环境信息:
RKE2 版本: v1.34.4+rke2r1
节点 CPU 架构,操作系统和版本:
Linux xxx 6.8.0-101-generic #101-Ubuntu SMP PREEMPT_DYNAMIC Mon Feb 9 10:15:05 UTC 2026 x86_64 x86_64 x86_64 GNU/Linux
问题描述:
安装并启动后,提示镜像不存在以及etcd不存在
重现步骤:
- 安装 RKE2 的命令:
vim /etc/rancher/rke2/config.yaml
token: canwin-sdc
node-name: k8s-master01
tls-san: 10.xxx.xxx.xx
system-default-registry: “docker.m.daocloud.io”

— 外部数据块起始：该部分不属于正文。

Issue #446, opened 2020-05-05
Plain JS blitz app fails to compile


flybayer:
### What is the problem?

Plain JS blitz app is unusable — fails to compile

### Steps to Reproduce: 

1. `blitz new myapp --js`
2. `cd myapp`
3. Follow the steps in the default index.js page for migrating your DB **and** and running `blitz generate all projects`
4. `blitz start`
5. Try to access localhost:3000/projects, but it fails with:

```
./app/projects/queries/getProjects.js
SyntaxError: /private/tmp/8c/.blitz/caches/dev/app/projects/queries/getProjects.js: Unexpected token, expected ";" (4:80)

  2 | import {isomorphicRpc} from '@blitzjs/core'
  3 | import resolver from 'app/_rpc/projects/queries/getProjects'
> 4 | export default isomorphicRpc(resolver, 'app/_rpc/projects/queries/getProjects') as typeof resolver
    |                                                                                 ^
```

### Versions:

```
0.9.0
```

### How to fix

This template is defined with the `isomorphicRpcTemplate` variable in `packages/server/src/synchronizer/pipeline/rules/rpc/index.ts`.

kube-proxy-arg:- proxy-mode=ipvs
- ipvs-strict-arp=true
curl -sfL https://rancher-mirror.rancher.cn/rke2/install.sh | INSTALL_RKE2_MIRROR=cn sh -
systemctl enable --now rke2-server
实际结果:
journalctl -xeu rke2-server --no-pager
日志
Mar 03 10:08:59 canwinsdc1 systemd[1]: Starting rke2-server.service - Rancher Kubernetes Engine v2 (server)…
░░ Subject: A start job for unit rke2-server.service has begun execution
░░ Defined-By: systemd
░░ Support: Enterprise open source support | Ubuntu
░░
░░ A start job for unit rke2-server.service has begun execution.
░░
░░ The job identifier is 6470255.
Mar 03 10:08:59 canwinsdc1 rke2[1007358]: time=“2026-03-03T10:08:59+08:00” level=warning msg=“not running in CIS mode”
Mar 03 10:08:59 canwinsdc1 rke2[1007358]: time=“2026-03-03T10:08:59+08:00” level=info msg=“Applying Pod Security Admission Configuration”
Mar 03 10:08:59 canwinsdc1 rke2[1007358]: time=“2026-03-03T10:08:59+08:00” level=info msg=“Starting rke2 v1.34.4+rke2r1 (c6b97dc03cefec17e8454a6f45b29f4e3d0a81d6)”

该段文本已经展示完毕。